Please just imagine me shaking you back and forth while screaming, "WHAT WILL IT TAKE FOR YOU TO SEE THIS MAN FOR WHO HE IS!?!" 

Seriously, you know what you need to do.


----------



## COGypsy (Aug 12, 2010)

I could be off base here, and if I am, please just see if any of it rings true--

You said right off that the two of you dated in college and since. I clearly remember a huge "marriage push" after college. There was a big feeling that marriage was the "next step" after graduation and of course, it would be to whoever you'd dated last in college.

I'm really wondering if part of your angst here is actually between knowing that he's REALLY, REALLY WRONG for you and the idea that you should just be married by now. That you _should_ marry him because, well everyone is getting married, you've invested all this time together and it's just what's _supposed_ to happen. It's a lot of pressure and I'm in no way trying to make it sound shallow. I get it.

Let me tell you firsthand that you really don't have a timeline. I broke up with the guy I dated all through college about three months before graduation. We still had to be in about three weddings together because *everyone* was getting married and we were barely speaking anymore. But to have married him would have ruined both our lives. We're actually friends now and both think that. The experiences we went on to have were incredible and we never would have had them if we'd followed the herd and done what we were "supposed" to. 

Marriage is hard. It's the hardest thing I've ever, ever done. Divorce isn't any easier and my husband is basically a kind and decent person. I honestly don't think you have that advantage. And if your relationship is this unbalanced, unfair and unpleasant now, what is SERIOUSLY going to happen when you start adding in kids and homeowners associations and aging parents and all the other pressures that come as life goes on?

Are you honestly prepared to eat Thanksgiving dinner alone in the dining room while he watches the game? Or explain to your guests or your hosts why he isn't there since he can't miss the game? Are you ready to raise your kids alone? Take care of both sets of parents? Maintain your house, cars and yards by yourself because he's got a game? Are you ready to be called the c-word and every other name in the book when you start to call him on this stuff and actually ask him to participate in your marriage without league pass on his iPhone? 

Is all of that worth the status of achieving marriage right now because "it's time"?


----------



## F-102 (Sep 15, 2010)

I'm an incurable Pink Floyd fan, and one of their best songs of all time fits this situation: "Run Like Hell!"


----------



## artycupid (Jan 19, 2011)

thanks for the input, whenever I read new words of insight it reminds me and puts things in perspective. he has a way of normalizing how things are for me. That one year we will do xyz that he does care etc etc etc


----------



## Prodigal (Feb 5, 2011)

artycupid said:


> he has a way of normalizing how things are for me.


Maybe you should just listen to your own doubts.

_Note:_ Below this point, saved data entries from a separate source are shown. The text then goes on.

PR #3636, opened 2024-05-22
feat(remote-config): Add configuration endpoint

cmanallen:
Temporary addition to proxy Sentry.

- [ ] How do I get the relay-id?
- [ ] How do I check the feature?
- [ ] Is any of this right? Do I need to perform conditional checks for self-hosted relays? Do only processing relays reach out to Sentry?

Ref: https://github.com/getsentry/sentry/issues/70942


jjbayer (commented):
As discussed on Slack, you might be able to leverage the existing `forward` endpoint for this, and not need any Relay changes at all initially: https://github.com/getsentry/relay/blob/14febaaf33f349c7488bdea3f12526b395f70ae1/relay-server/src/endpoints/forward.rs#L256-L276

cmanallen:
Forwarding works as expected!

I'm sure he want you to think he is "normalizing" things. I generally refer to it as manipulation.

We all have our own inner voice. Some call it "gut instinct." How 'bout trusting what YOU consider normal and leave him out of the equation for now? 

You are facing a major life decision. He is either the way you describe him here, or else he isn't as bad as you say. I have no way of knowing for certain, not having heard his side of the story.

Regardless, he is not the one posting here; you are.

And you sound less-than-thrilled with this guy.

No matter what anyone says here, you have to make a decision based on your own instincts. Nobody else is marrying this man. You are. You're an adult. Work things out with him, figure out what you want (and if he's what you want), or move on with your life.


----------